Items from a data source
PR #1918, opened 2017-12-11
Fix of aar help string

shivaco:


Kwoth:
Thanks, I actually saw that and forgot to fix it myself.

PR #1922, opened 2017-12-12
 Fixed calculation of VoiceChannel count

Anheledir:
Since categories were introduced, the number of voice channels was too large as it also contained the number of categories. (by Anheledir#6792)


Kwoth:
Makes sense, thanks a lot!

PR #1935, opened 2017-12-17
Added a simple .wants command

zergling-man:
Which shows who has affinity to you. Separated by which ones you own. No longer includes my token...
Also indenting is whatever, it's not Python.


Kwoth:
Can it get renamed to .waifuwants

zergling-man:
Is the alias fine?

Macley-Kun:
*bump*

Macley-Kun:
@Kwoth Any comments on this pull 👀 before were getting some upstream stuff...

shivaco:
Any news on this one? :thinking:

zergling-man:
What hasn't (until now) made it into this thread is @Kwoth's comments along the lines of "I don't see the point of having a new command for this". There was a brief consideration about adding it to `.waifuinfo`, though even that's apparently going to be a hard sell.
I think this information is extremely useful, personally, but I haven't come up with any better way of including it than the waifuinfo addition. I suppose I should at least do that and then see.

NadekoBot.Core/Modules/Gambling/WaifuClaimCommands.cs
```diff
@@ -471,6 +473,10 @@ public enum DivorceResult
                     await uow.CompleteAsync().ConfigureAwait(false);
                 }
 
+                // Dedupe, the right way.
+                affinities=affinities.Except(claims).ToList();
+                // Now it only contains unclaimed affinities.
```
Kwoth: this should be a part of the query, not using linq

zergling-man:
https://puu.sh/AwpbP.png - with an unclaimed affinity
https://puu.sh/Awpbw.png - with a claimed affinity. The * is not currently explained anywhere. I'm considering splitting that into two fields to be explicit about it, but I like the idea of it just showing up in the middle of the list. (The original intent of this is to allow you to see people you might want to claim, because they have affinity set. Seeing people you hold who have affinity or not is useful for considering divorces, but isn't something I explicitly care about supporting. Just figured it would be easy to do while I was at it.)

NadekoBot.Core/Modules/Gambling/WaifuClaimCommands.cs
zergling-man: You'll need to explain that in more detail to me. Keep in mind I'm learning not only Nadeko through field experience, but also dotnet.

Kwoth:
Wouldn't it make more sense to put a 💞 for claimed person with affinity towards you

Kwoth:
Can you change "Desires you" to "Loved by"

zergling-man:
Oh, both of those are great ideas. I'll do that promptly.

Macley-Kun:
@Kwoth 👀

Kwoth:
I'll consider this in 3.0

PR #1973, opened 2018-01-02
.localplaylst extensions fix

FredericaBernkastel:
I was wondering why bot tries to play `audiochecker.log` files...

### DIFF
--- a/NadekoBot.Core/Modules/Music/Music.cs
+++ b/NadekoBot.Core/Modules/Music/Music.cs
@@ -751,8 +751,11 @@ namespace NadekoBot.Modules.Music
 
             DirectoryInfo dir;
             try { dir = new DirectoryInfo(dirPath); } catch { return; }
+
+            List<string> validExtensions = new List<string>() { ".mp3", ".flac" };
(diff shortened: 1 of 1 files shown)


Kwoth:
Hm, i can't accept this if there is no comprehensive list of most commonly used formats which are playable by the bot. I bet a lot of people are playing .wav or other types of files, so the command will stop working for them.

FredericaBernkastel:
Maybe i'll add configurable option for extensions.
Just hint me, which files i should edit, because[ this is massacre](https://github.com/FredericaBernkastel/NadekoBot/commit/a7d78bcd56c88f766a7083e198cc79397284f922).

Kwoth:
Uh wow, idk what you did there. No, I don't want them configurable. Just a comprehensive list, we will add ones we've missed. But .mp3 and .flac are definitely not enough as a starting point

FredericaBernkastel:
I think we can start from `ffmpeg -formats` output.

Kwoth:
sounds like a plan

Macley-Kun:
Any update on this @FredericaBernkastel ?

PR #2067, opened 2018-02-08
Add double spaces (fixes formatting)

tukimoop:
hopefully.


Kwoth:
You should add it after every line? I mean examples too. It's kinda weird in this current format

tukimoop:
I've checked the previous placeholders file, it should be fine

PR #2080, opened 2018-02-11
AFK -> DoNotDisturb

shivaco:
There is no AFK status in `%bot.status%`. :^)


Macley-Kun:
Don't we call it DnD?

shivaco:
@Macley-Kun Could call it `DnD`, but since the bot outputs it as `DoNotDisturb`, I decided to put that unstead.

EXERCISE OBJECTIVE
Look through the data above for the word "point". Report each line where it occurs.

SOLUTION FOR THIS PROBLEM
What hasn't (until now) made it into this thread is @Kwoth's comments along the lines of "I don't see the point of having a new command for this". There was a brief consideration about adding it to `.waifuinfo`, though even that's apparently going to be a hard sell.
Uh wow, idk what you did there. No, I don't want them configurable. Just a comprehensive list, we will add ones we've missed. But .mp3 and .flac are definitely not enough as a starting point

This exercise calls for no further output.